PROBLEM STATEMENT: Lines with "Downgrade": please show every one of them from the listing below.

EXERCISE MATERIAL:
PR #530, opened 2019-06-19
when an entity set is moved to a different organization, also move it…

katherinebernstein:
…s audit entity sets to the new organization

### DIFF
--- a/src/main/java/com/openlattice/datastore/services/EdmService.java
+++ b/src/main/java/com/openlattice/datastore/services/EdmService.java
@@ -987,6 +987,28 @@ public class EdmService implements EdmManager {
         }
         entitySets.executeOnKey( entitySetId, new UpdateEntitySetMetadataProcessor( update ) );
         eventBus.post( new EntitySetMetadataUpdatedEvent( getEntitySet( entitySetId ) ) );
+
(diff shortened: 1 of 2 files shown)


src/main/java/com/openlattice/datastore/services/EdmService.java
```diff
@@ -987,6 +987,28 @@ public void updateEntitySetMetadata( UUID entitySetId, MetadataUpdate update ) {
...
+        /* If an entity set is being moved across organizations, its audit entity sets should also be moved to the new organization */
+        if ( update.getOrganizationId().isPresent() ) {
+
+            AclKey aclKey = new AclKey( entitySetId );
+
+            Set<UUID> auditEntitySetIds = Sets.union( aresManager.getAuditRecordEntitySets( aclKey ),
+                    aresManager.getAuditEdgeEntitySets( aclKey ) );
+
+            entitySets.executeOnKeys( auditEntitySetIds,
+                    new UpdateEntitySetMetadataProcessor( new MetadataUpdate( Optional.empty(),
```
geekbeast: lulz we need to convert this to kotlin and use @JvmOverloads

PR #532, opened 2019-06-20
step 1

makosblade:
Gradles


build.gradle
```diff
@@ -105,11 +105,11 @@ tasks.withType(org.jetbrains.kotlin.gradle.tasks.KotlinCompile).all {
 }
 
 dependencies {
-    spotbugsPlugins 'com.h3xstream.findsecbugs:findsecbugs-plugin:1.8.0'
-    compileOnly 'net.jcip:jcip-annotations:1.0'
-    compileOnly 'com.github.spotbugs:spotbugs-annotations:3.1.9'
-    testCompileOnly 'net.jcip:jcip-annotations:1.0'
-    testCompileOnly 'com.github.spotbugs:spotbugs-annotations:3.1.9'
+    spotbugsPlugins "com.h3xstream.findsecbugs:findsecbugs-plugin:${findsecbugs_version}"
```
katherinebernstein: some of these versions are going backwards -- is that intentional / should gradles be updated for the latest versions we use?

makosblade: Downgrade Findsecbugs `1.8.0` => `1.7.1`
Would like to bump the `openlattice.gradle` version after this

build.gradle
```diff
@@ -105,11 +105,11 @@ tasks.withType(org.jetbrains.kotlin.gradle.tasks.KotlinCompile).all {
...
 
 dependencies {
-    spotbugsPlugins 'com.h3xstream.findsecbugs:findsecbugs-plugin:1.8.0'
-    compileOnly 'net.jcip:jcip-annotations:1.0'
-    compileOnly 'com.github.spotbugs:spotbugs-annotations:3.1.9'
-    testCompileOnly 'net.jcip:jcip-annotations:1.0'
-    testCompileOnly 'com.github.spotbugs:spotbugs-annotations:3.1.9'
+    spotbugsPlugins "com.h3xstream.findsecbugs:findsecbugs-plugin:${findsecbugs_version}"
+    compileOnly "net.jcip:jcip-annotations:${jcip_version}"
+    compileOnly "com.github.spotbugs:spotbugs-annotations:${spotbugs_annotations_version}"
```
makosblade: Downgrade spotbugs-annotations `3.1.9` => `3.1.3`

build.gradle
makosblade: I would very much like for us to be able to push our gradle versions to the most recent we can. So I figure that'll be something of a follow-up eventually

PR #533, opened 2019-06-24
LATTICE-1927: implement entity type property metadata

jokedurnez:


jokedurnez:
Like in datastore: not sure how to make tests work since dependencies are defined in other PR's.

src/main/java/com/openlattice/datastore/services/EdmService.java
```diff
@@ -547,6 +535,19 @@ private void setupDefaultEntitySetPropertyMetadata( UUID entitySetId, UUID entit
         } );
     }
 
+    private void setupDefaultEntityTypePropertyMetadata( UUID entityTypeId ) {
+        final var et = getEntityType( entityTypeId );
+        et.getProperties().forEach( propertyTypeId -> {
+            EntityTypePropertyKey key = new EntityTypePropertyKey( entityTypeId, propertyTypeId );
+            PropertyType property = getPropertyType( propertyTypeId );
```
katherinebernstein: Reads from hazelcast are expensive and `getPropertyType` reads from hazelcast, so it would be faster to bulk the hazelcast calls by calling `propertyTypes.getAll(et.getProperties())` before the forEach loop, and then referencing that map

src/main/java/com/openlattice/datastore/services/EdmService.java
```diff
@@ -1628,6 +1629,28 @@ public void updateEntitySetPropertyMetadata( UUID entitySetId, UUID propertyType
         entitySetPropertyMetadata.executeOnKey( key, new UpdateEntitySetPropertyMetadataProcessor( update ) );
     }
 
+    @Override
+    public Map<UUID, EntityTypePropertyMetadata> getAllEntityTypePropertyMetadata( UUID entityTypeId ) {
+        return getEntityType( entityTypeId ).getProperties().stream()
```
katherinebernstein: Same comment here on the hazelcast load, since `getEntityTypePropertyMetadata` reads from hazelcast -- it would be faster to use a Predicate on `entityTypeId` (and add a map config in the mapstore)

src/test/java/com/openlattice/hazelcast/serializers/EntityTypePropertyKeyStreamSerializerTest.java
```diff
@@ -0,0 +1,24 @@
...
+private static final long serialVersionUID = -4933403371497497344L;
+
+@Override
+protected EntityTypePropertyKeyStreamSerializer createSerializer() {
+        return new EntityTypePropertyKeyStreamSerializer();
+        }
+
+@Override
+protected EntityTypePropertyKey createInput() {
+        return new EntityTypePropertyKey( UUID.randomUUID(), UUID.randomUUID() );
```
katherinebernstein: I like to throw these in TestDataFactory since it can be useful to have a mock object easily available

src/main/java/com/openlattice/datastore/services/EdmService.java
```diff
@@ -124,6 +109,7 @@
     private final IMap<UUID, String>                                    names;
     private final IMap<UUID, AssociationType>                           associationTypes;
     private final IMap<EntitySetPropertyKey, EntitySetPropertyMetadata> entitySetPropertyMetadata;
+    private final IMap<EntityTypePropertyKey, EntityTypePropertyMetadata> entityTypePropertyMetadata;
```
katherinebernstein: does this mapstore exist? /a postgres table where this data will live?

jokedurnez: That part I really don't understand.  It seems to work, but I don't know where in the database this data is stored... :-\

katherinebernstein: You'll want to add a table in PostgresTable which specifies all the columns you need, and the data will be stored there. Then, you should add a mapstore which explains how to write data into the table (you can look at EntitySetPropertyMetadataMapstore for reference), and add it as a bean in MapstoresPod.

jokedurnez:
I think I added everything from the review.  Also this was very incomplete, but I think it should be done now.
This is passing: https://github.com/openlattice/rehearsal/pull/51

jokedurnez:
This is done ! :-)

src/main/java/com/openlattice/datastore/services/EdmService.java
```diff
@@ -311,6 +311,24 @@ public void createEntityType( EntityType entityTypeRaw ) {
...
+        et.getProperties().forEach( propertyTypeId -> {
+            EntityTypePropertyKey key = new EntityTypePropertyKey( entityTypeId, propertyTypeId );
+            PropertyType property = propertyTypeMap.get( propertyTypeId );
+            EntityTypePropertyMetadata metadata = new EntityTypePropertyMetadata(
+                    property.getTitle(),
+                    property.getDescription(),
+                    new LinkedHashSet(propertyTags.get(propertyTypeId)),
+                    true
+                    );
+            entityTypePropertyMetadata.put( key, metadata );
```
katherinebernstein: This isn't going to be that expensive since we're not creating entity types all the time / they typically don't have a huge number of property types, but this call can also be bulked by instantiating a `Map<EntityTypePropertyKey, EntityTypePropertyMetadata>` of size (# property types in entity set), adding the values to that map, and then after exiting the `.forEach`, calling `entityTypePropertyMetadata.putAll( <yourMap> )` -- not a huge deal but would speed up entity type creation a little bit, and is a little bit safer in case something goes wrong / throws an exception halfway through the forEach (so that you don't end up in a weird halfway state)

src/main/java/com/openlattice/datastore/services/EdmService.java
```diff
@@ -1214,6 +1231,29 @@ public EntityDataModelDiff getEntityDataModelDiff( EntityDataModel edm ) {
         return Lists.newArrayList( result, conflicts );
     }
 
+    @Override
+    public Map<UUID, EntityTypePropertyMetadata> getAllEntityTypePropertyMetadata( UUID entityTypeId ) {
+        return entityTypePropertyMetadata
+                .entrySet( Predicates.equal( EntityTypePropertyMetadataMapstore.ENTITY_TYPE_INDEX, entityTypeId ) )
+                .stream()
+                .collect( Collectors.toMap( entry -> entry.getKey().getPropertyTypeId(), entry -> entry.getValue() ) );
```
katherinebernstein: I generally prefer the `Entry::getValue` syntax over `entry -> entry.getValue()` syntax, but not a big deal!

src/test/java/com/openlattice/hazelcast/serializers/EntityTypePropertyMetadataStreamSerializerTest.java
```diff
@@ -0,0 +1,28 @@
...
+    private static final long serialVersionUID = 5114029297563838101L;
+
+    @Override
+    protected EntityTypePropertyMetadataStreamSerializer createSerializer() {
+        return new EntityTypePropertyMetadataStreamSerializer();
+    }
+
+    @Override
+    protected EntityTypePropertyMetadata createInput() {
+        return new EntityTypePropertyMetadata( "title", "description" );
```
katherinebernstein: same TestDataFactory comment as above

src/main/java/com/openlattice/edm/types/processors/UpdateEntityTypePropertyMetadataProcessor.java
```diff
@@ -0,0 +1,78 @@
...
+    @SuppressFBWarnings( value = "SE_BAD_FIELD", justification = "Custom Stream Serializer is implemented" )
+
+    private final        MetadataUpdate update;
+
+    public UpdateEntityTypePropertyMetadataProcessor( MetadataUpdate update ) {
+        this.update = update;
+    }
+
+    @Override
+    public Object process( Map.Entry<EntityTypePropertyKey, EntityTypePropertyMetadata> entry ) {
```
katherinebernstein: this would be a lot simpler in kotlin :)

PR #631, opened 2019-10-03
Bugfix/lattice 2086 cleanup linking indexing

you-leee:
- implement ORIGIN_ID and LAST_WRITE metadata options for `PEDQS.getEntitySetIterable`
- add origin id to linked inidices in elasticsearch (meaning there will be 1 entry in entity array for each source entity)
- add entity set id and last_write to all indices in elasticsearch
- mark as indexed, when indexing directly (https://jira.openlattice.com/browse/LATTICE-2224)
- update last_write on partial clear/deletes (https://jira.openlattice.com/browse/LATTICE-2226)
- cleanups around PEDQS


src/main/java/com/openlattice/conductor/rpc/ConductorElasticsearchApi.java
```diff
@@ -143,7 +143,8 @@ boolean createEntityData(
 
     boolean createBulkLinkedData(
             UUID entityTypeId,
-            Map<UUID, Map<UUID, Map<UUID, Set<Object>>>> entitiesByLinkingId );
+            Map<UUID, Map<UUID, Map<UUID, Map<UUID, Set<Object>>>>> entitiesByLinkingId
```
katherinebernstein: can you document somewhere what all these UUIDs represent?

src/main/java/com/openlattice/postgres/PostgresTable.java
```diff
@@ -113,6 +113,7 @@
                             VERSIONS )
                     .primaryKey( ID, EDGE_COMP_1, EDGE_COMP_2, COMPONENT_TYPES )
                     .distributionColumn( ID_VALUE );
+    @Deprecated
```
katherinebernstein: 🙌

src/main/java/com/openlattice/conductor/rpc/ConductorElasticsearchApi.java
you-leee: sure!

src/main/java/com/openlattice/search/SearchService.java
```diff
@@ -226,6 +228,7 @@ public void deleteEntities( EntitiesDeletedEvent event ) {
     @Timed
     @Subscribe
     public void deleteLinkedEntities( LinkedEntitiesDeletedEvent event ) {
+        // TODO figure how we handle deletion of entities which belong to a linking entity
```
katherinebernstein: do we have a ticket for this?

you-leee: Yes! https://jira.openlattice.com/browse/LATTICE-2225
This ticket will handle both normal and linked entity deletions in elasticsearch

src/main/kotlin/com/openlattice/data/events/EntitiesUpsertedEvent.kt
```diff
@@ -18,33 +16,10 @@
...
-    public UUID getEntitySetId() {
-        return entitySetId;
-    }
+import java.util.UUID
 
-    public Map<UUID, Map<UUID, Set<Object>>> getEntities() {
-        return entities;
-    }
-}
+data class EntitiesUpsertedEvent(val entitySetId: UUID, val entities: Map<UUID, Map<UUID, Set<Any>>>)
```
katherinebernstein: 😍

src/main/kotlin/com/openlattice/data/storage/PostgresDataQueries.kt
```diff
@@ -56,64 +47,95 @@ val jsonValueColumnsSql = PostgresDataTables.dataColumns.entries
...
-        partitionsPresent: Boolean,
-        selectOriginIds: Boolean = false
+        partitionsPresent: Boolean
 ): Pair<String, Set<SqlBinder>> {
     val filtersClauses = buildPreparableFiltersClause(startIndex, propertyTypes, propertyTypeFilters)
     val filtersClause = if (filtersClauses.first.isNotEmpty()) " AND ${filtersClauses.first} " else ""
 
+    val metadataOptionColumns = metadataOptions.associateWith(::mapMetaDataToColumnSql)
+    val nonAggregatedMetadataSql = metadataOptionColumns
+            .filter { !isMetaDataAggregated(it.key) }.values.joinToString("")
```
katherinebernstein: do these not need to be comma-separated?

src/main/java/com/openlattice/conductor/rpc/ConductorElasticsearchApi.java
geekbeast: JavaDoc or KDoc please

src/main/kotlin/com/openlattice/hazelcast/serializers/SearchResultStreamSerializer.kt
```diff
@@ -0,0 +1,54 @@
...
+        return StreamSerializerTypeIds.SEARCH_RESULT.ordinal
+    }
+
+    override fun getClazz(): Class<out SearchResult> {
+        return SearchResult::class.java
+    }
+
+    override fun write(output: ObjectDataOutput, obj: SearchResult) {
+        output.writeLong(obj.numHits)
+        output.writeByteArray(ObjectMappers.getSmileMapper().writeValueAsBytes(obj.hits))
```
geekbeast: It is my understanding that you don't need to use typereference in Kotlin as the type system will figure it out automatically for you.

src/main/kotlin/com/openlattice/data/storage/PostgresDataQueries.kt
you-leee: Nope, the `mapMetaDataToColumnSql` has already the comma prefix.

src/main/kotlin/com/openlattice/data/storage/PostgresDataQueries.kt
```diff
@@ -330,11 +263,11 @@ internal fun selectLinkingEntitySetSql(linkingEntitySetId: UUID): String {
...
-            "${DataTables.LAST_WRITE.name} = now(), " +
-            "${VERSION.name} = CASE " +
-                "WHEN abs(${IDS.name}.${VERSION.name}) < abs(?) THEN ? " +
-                "ELSE ${IDS.name}.${VERSION.name} " +
-            "END " +
+        "${DataTables.LAST_WRITE.name} = now(), " +
+        "${VERSION.name} = CASE " +
+        "WHEN abs(${IDS.name}.${VERSION.name}) < abs(?) THEN ? " +
+        "ELSE ${IDS.name}.${VERSION.name} " +
+        "END " +
```
katherinebernstein: not of the utmost importance but I think the old formatting here was a bit easier to read

you-leee: Oh, yeah, that was autoformat. Will change it back

src/main/kotlin/com/openlattice/data/storage/PostgresEntityDataQueryService.kt
```diff
@@ -649,6 +700,54 @@ class PostgresEntityDataQueryService(
...
+    private fun updateLastWrite(
+            connection: Connection,
+            entitySetId: UUID,
+            entities: Collection<UUID>,
+            partitionsInfo: PartitionsInfo = partitionManager.getEntitySetPartitionsInfo(entitySetId)
+    ): Int {
+        val idsArr = PostgresArrays.createUuidArray(connection, entities)
+        val partitionsArr = PostgresArrays.createIntArray(
+                connection,
+                entities.map { getPartition(it, partitionsInfo.partitions.toList()) }
```
katherinebernstein: It's probably better to pull the `partitionsInfo.partitions.toList()` out of the `.map` in case there's a very large number of entities since toList() requires iterating over all partitions

you-leee: 👍

src/main/kotlin/com/openlattice/postgres/PostgresResultSetAdapters.kt
```diff
@@ -26,71 +27,94 @@ internal class PostgresResultSetAdapters
...
+        metadataOptions: Set<MetadataOption>,
         byteBlobDataManager: ByteBlobDataManager
 ): Pair<UUID, MutableMap<FullQualifiedName, MutableSet<Any>>> {
     val id = id(rs)
     val entitySetId = entitySetId(rs)
     val propertyTypes = authorizedPropertyTypes.getValue(entitySetId)
+
+    val entity = readJsonDataColumns(rs, propertyTypes, byteBlobDataManager)
+
+    val entityByFqn = entity.mapKeys { propertyTypes.getValue(it.key).type }.toMutableMap()
```
katherinebernstein: Are we guaranteed that only authorized property types will be present in the results here?

katherinebernstein: ohh I see -- readJsonDataColumns handles that

you-leee: Yep :)

src/main/java/com/openlattice/search/SearchService.java
```diff
@@ -292,25 +295,23 @@ public void deleteOrganization( OrganizationDeletedEvent event ) {
...
-        elasticsearchApi.createBulkEntityData( entityTypeId, event.getEntitySetId(), event.getEntities() );
-    }
-
-    private void indexLinkedEntities(
-            UUID linkingEntitySetId, Map<UUID, Set<UUID>> linkingIds, Map<UUID, PropertyType> propertyTypes ) {
-        if ( !linkingIds.isEmpty() ) {
-            UUID entityTypeId = dataModelService.getEntityTypeByEntitySetId( linkingEntitySetId ).getId();
+        if ( elasticsearchApi.createBulkEntityData( entityTypeId, event.getEntitySetId(), event.getEntities() ) ) {
+            // mark them as indexed
+            indexingMetadataManager.markAsIndexed(
```
geekbeast: Wrap this in a timer. We need visibility to make sure thread pool doesn't get backlogged by users making small writes.

It should be distinct from the timer as markAsIndexed as it will skew results from background indexing service unless we break out aggregation of all markAsIndexed. @UnsungHero97

src/main/kotlin/com/openlattice/data/events/EntitiesDeletedEvent.kt
```diff
@@ -1,5 +1,5 @@
 /*
- * Copyright (C) 2018. OpenLattice, Inc.
+ * Copyright (C) 2019. OpenLattice, Inc.
```
katherinebernstein: Copyright is mysterious to me -- can we change these dates?

katherinebernstein: jk this is a different file

src/main/kotlin/com/openlattice/hazelcast/serializers/BulkLinkedDataLambdasStreamSerializer.kt
```diff
@@ -65,25 +60,31 @@ class BulkLinkedDataLambdasStreamSerializer(
...
                 val entitySetId = readUUID(input)
 
-                val numBytes = input.readInt()
-                var entityData: HashMultimap<UUID, Any>
-                try {
-                    entityData = mapper.readValue(input.readBytes(numBytes), ref)
-                    entitiesByEntitySetId[entitySetId] = entityData
-                } catch (e: IOException) {
-                    logger.debug("Unable to deserialize entities for linking id: {}", linkingId)
+                val originIdsSize = input.readInt()
```
makosblade: I don't see any equivalent updates to the `write()` method for this

src/main/kotlin/com/openlattice/data/storage/PostgresEntityDataQueryService.kt
```diff
@@ -534,13 +578,19 @@ class PostgresEntityDataQueryService(
...
+     * @param partitionsInfo Contains the partition information for the requested entity set.
      */
     fun clearEntities(
-            entitySetId: UUID, entityKeyIds: Set<UUID>, authorizedPropertyTypes: Map<UUID, PropertyType>
+            entitySetId: UUID,
+            entityKeyIds: Set<UUID>,
+            authorizedPropertyTypes: Map<UUID, PropertyType>,
+            partitionsInfo: PartitionsInfo = partitionManager.getEntitySetPartitionsInfo(entitySetId)
     ): WriteEvent {
+        val tombstoneVersion = -System.currentTimeMillis()
```
makosblade: I'm confused. I was liking the pattern of `val version = System.currentTimMillis()` and then using it as `-version` but now this is the other way around. What's the rationale here?

src/main/kotlin/com/openlattice/hazelcast/serializers/BulkLinkedDataLambdasStreamSerializer.kt
you-leee: Ah, nice catch!

src/main/kotlin/com/openlattice/data/storage/PostgresEntityDataQueryService.kt
you-leee: Yeah, probably it's more readable that way. I was using the same name `tombstoneVersion` here, just put it 1 call up, because both of `tombstone` functions are using the -version. Will change to -version then.

src/main/kotlin/com/openlattice/data/storage/IndexingMetadataManager.kt
```diff
@@ -8,59 +8,47 @@ import com.openlattice.postgres.PostgresArrays
...
+                                        .groupBy { it.value }
+                                        .mapValues { it.value.map { it.key } }
+                                        .forEach { (lastWrite, entities) ->
+
+                                            val idsArray = PostgresArrays.createUuidArray(connection, entities)
+                                            stmt.setObject(1, lastWrite)
+                                            stmt.setObject(2, entitySetId)
+                                            stmt.setArray(3, idsArray)
+                                            stmt.setInt(4, partition)
+                                            stmt.addBatch()
```
katherinebernstein: I think we also want to be setting partitions_version as a constraint here

src/main/kotlin/com/openlattice/data/storage/PostgresEntityDataQueryService.kt
```diff
@@ -482,35 +526,35 @@ class PostgresEntityDataQueryService(
...
-            ps.setLong(3, tombstoneVersion)
+            ps.setLong(1, -version)
+            ps.setLong(2, -version)
+            ps.setLong(3, -version)
             ps.setObject(4, entitySetId)
             ps.executeUpdate()
         }
 
-        return WriteEvent(tombstoneVersion, numUpdated)
+        return WriteEvent(-version, numUpdated)
```
katherinebernstein: I think the WriteEvent should return the nonnegative version -- these events are used for auditing, and the version for auditing should effectively just be the timestamp (so that when you query for events in a given time range, the tombstone events will also show up). I realize we're using negative versions for the WriteEvents in all the tombstone calls, but I think that's a bug

katherinebernstein: Alternately we could force AuditingComponent to take the absolute value of the version when converting it to an OffsetDateTime

src/main/kotlin/com/openlattice/data/storage/IndexingMetadataManager.kt
you-leee: 👍

src/main/kotlin/com/openlattice/data/storage/PostgresEntityDataQueryService.kt
you-leee: Okay, that wasn't really clear to me, but makes sense. Will do both!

ANSWER FOR THIS EXERCISE:
makosblade: Downgrade Findsecbugs `1.8.0` => `1.7.1`
makosblade: Downgrade spotbugs-annotations `3.1.9` => `3.1.3`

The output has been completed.